Saved entries:
------------------------------------------------

PR #389, opened 2025-01-31
Replace versioneer with setuptools_scm

### LINKED ISSUE #388: Replace versioneer with setuptools_scm

GDYendell:
Drop python 3.7 as 3.8 is the minimum supported version
Move all config to pyproject.toml now that we don't need to call versioneer in setup.py
Fix coverage paths for src package restructure

Fixes #388


GDYendell:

------------------------------------------------

• **Instructions to follow**: Please output every record exactly as it appears.

• **Written answer**:
PR #389, opened 2025-01-31
Replace versioneer with setuptools_scm

### LINKED ISSUE #388: Replace versioneer with setuptools_scm

GDYendell:
Drop python 3.7 as 3.8 is the minimum supported version
Move all config to pyproject.toml now that we don't need to call versioneer in setup.py
Fix coverage paths for src package restructure

Fixes #388


GDYendell:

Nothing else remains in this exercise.